Depuis qu’il est venu au monde, Jonathan souffre d’épidermolyse bulleuse, et cette maladie a fait de sa vie une bataille quotidienne.

Sa peau est extrêmement fragilisée et il souffre de douleurs permanentes. À chaque mouvement, son épiderme s’effrite et des cloques apparaissent, mettant à vif sa peau.

Le simple fait de manger irrite sa gorge.

Jonathan est un fan de hockey, mais il ne peut faire de sport. L’effort est trop considérable pour lui et il met des jours à s’en remettre.

L’adolescent redoute l’heure du bain par-dessus tout. Tina, sa maman, l’aide à l’immerger quelques minutes. Et le cauchemar commence. Il faut enlever un à un ses bandages, une opération douloureuse pour le garçon, qu’il traverse plusieurs par semaine, sans s’habituer à la souffrance qu’elle cause.

Sa mère doit être forte pour lui.  « Jonathan m’a déjà supplié d’arrêter, » dit-elle, les larmes aux yeux. « Mais je ne peux pas. Ce n’est pas un processus facile. C’est une chose d’en entendre parler, mais c’en est une autre de le voir. »

 La maladie leur a toutefois permis de tisser un lien unique et puissant. Une fois Jonathan sorti du bain, elle doit panser la peau boursouflée de son fils. Prendre un bain est un procédé qui dure un peu plus de trois heures.

Longtemps, Jonathan se pensait seul à vivre un tel calvaire.
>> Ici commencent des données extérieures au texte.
PR #2775, opened 2025-09-28
Fix for app link redirect from CCT due to forced browser preference, Fixes AB#3387976

shahzaibj:
Fixes [AB#3387976](https://dev.azure.com/IdentityDivision/Engineering/_workitems/edit/3387976)

The previous fix seems to have addressed the issue only partially. 
Previous fix: https://github.com/AzureAD/microsoft-authentication-library-common-for-android/pull/2745

Basically what's happening is that even with that flag CCT will sometimes still launch the URL in browser and this is happening because we're setting the browser's pkg name explicitly on the intent which tells the OS that this MUST be opened in the browser.

Checked CCT logs and they print something like:

`Launching in browser as Browser pkg was explicitly set on the Intent`

Once we remove the explicit pkg name then OS finds the best possible app on the device to handle the intent. For an app link that's the the broker hosting app.

### DIFF
--- a/common/src/main/java/com/microsoft/identity/common/internal/providers/oauth2/SwitchBrowserActivity.kt
+++ b/common/src/main/java/com/microsoft/identity/common/internal/providers/oauth2/SwitchBrowserActivity.kt
@@ -147,7 +147,6 @@ class SwitchBrowserActivity : FragmentActivity() {
             Logger.warn(methodTag, "CustomTabsService is NOT supported")
             browserIntent = Intent(Intent.ACTION_VIEW)
         }
-        browserIntent.setPackage(browserPackageName)
         browserIntent.setData(processUri.toUri())
         startActivity(browserIntent)
     }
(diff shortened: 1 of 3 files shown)


melissaahn (approved):

common/src/main/java/com/microsoft/identity/common/internal/providers/oauth2/SwitchBrowserActivity.kt
```diff
@@ -147,7 +147,6 @@ class SwitchBrowserActivity : FragmentActivity() {
             Logger.warn(methodTag, "CustomTabsService is NOT supported")
             browserIntent = Intent(Intent.ACTION_VIEW)
         }
-        browserIntent.setPackage(browserPackageName)
```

Or, en 2012, il se rend à une convention où il rencontre d’autres enfants dans le même cas. Là-bas, il partage son témoignage et depuis 2012, il a aidé à amasser plus de 100 000 euros afin de sensibiliser le public à l’épidermolyse bulleuse.
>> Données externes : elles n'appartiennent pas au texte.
PR #35, opened 2025-05-14
updating prompt

josdijkstraco:
Updating the prompt to make it more robust, i.e. don't act on anything not related to the resume, summary, etc.


ed-donner:
Hey @josdijkstraco this seems like an excellent change. Did you consider adding this instruction to the system prompt, rather than adding it to the user prompt like this? It might seem a bit confusing to have some user prompts being questions from the user, and the most recent being instructive in this way?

Et malgré tout, Jonathan croque la vie à pleines dents. Il rencontre même les joueurs des Sénateurs d’Ottawa, son équipe préférée de hockey, en novembre 2014. Erik Karlsson, leur capitaine, est impressionné par son courage. « Vous ne pouvez pas le toucher, mais cela ne veut pas dire qu’il est différent des autres. »

Jonathan avec sa rage de vivre est une réelle source d’inspiration pour ceux qui l’entourent et sa sœur, Noémie, impressionnée au quotidien par sa personnalité enflammée.
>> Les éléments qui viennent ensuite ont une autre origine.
PR #39, opened 2025-05-17
Sidekick with calender integration

KaushikML:
Sidekick with calender where you can check upcoming events and schedule events(Although its very hectic to set up google app , api, json its very time consuming i have included how to do it in readme file.)


ed-donner:
Awesome @KaushikML thank you so much.
Ed

PR #42, opened 2025-05-18
Add deep_research_with_clarifying_question

nkthien:
Update the orginal deep research agent (week2-day5) with capacity to generate clarifying questions based on the topic and send the answers and the original query to ResearchManager to conduct the final report.


ed-donner:
Thanks so much @nkthien - great project and very valuable..

PR #49, opened 2025-05-26
Six Thinking Hats simulator for 1_foudations_lab2

elixirgam:
Simulating Six Thinking Hats analysis technique


ed-donner:
That is inspired! Brilliant contribution @elixirgam , thank you

PR #52, opened 2025-05-28
Updated notebook 2_lab2.ipynb to let each model judge others

dynologic:
Making the changes so that each of the 6 models can judge each others responses and rank them. I have a server running Ollama as well. Store those results in a list and then do a weighted average to truly come up with the best response.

Les enfants papillons, comme lui, ont une espérance de vie réduite, environ 30 ans, et Jonathan en est bien conscient. « J’ai déjà vécu plus de la moitié de ma vie. C’est pour ça qu’il est important que je la vive pleinement »

L’adolescent ne désespère pas et suit ses traitements, espérant que son état s’améliore. Il arrête la radiothérapie et la chimiothérapie en novembre 2016 et se fait greffer des cellules souches, données par sa mère.

L’opération s’est déroulée sans accrocs. On a creusé deux trous dans ses hanches pour en extraire de la moelle osseuse, qui sera transfusée à Jonathan.

Maintenant, Jonathan attend de voir si son corps acceptera les cellules et si son état s’améliorera. On le lui souhaite !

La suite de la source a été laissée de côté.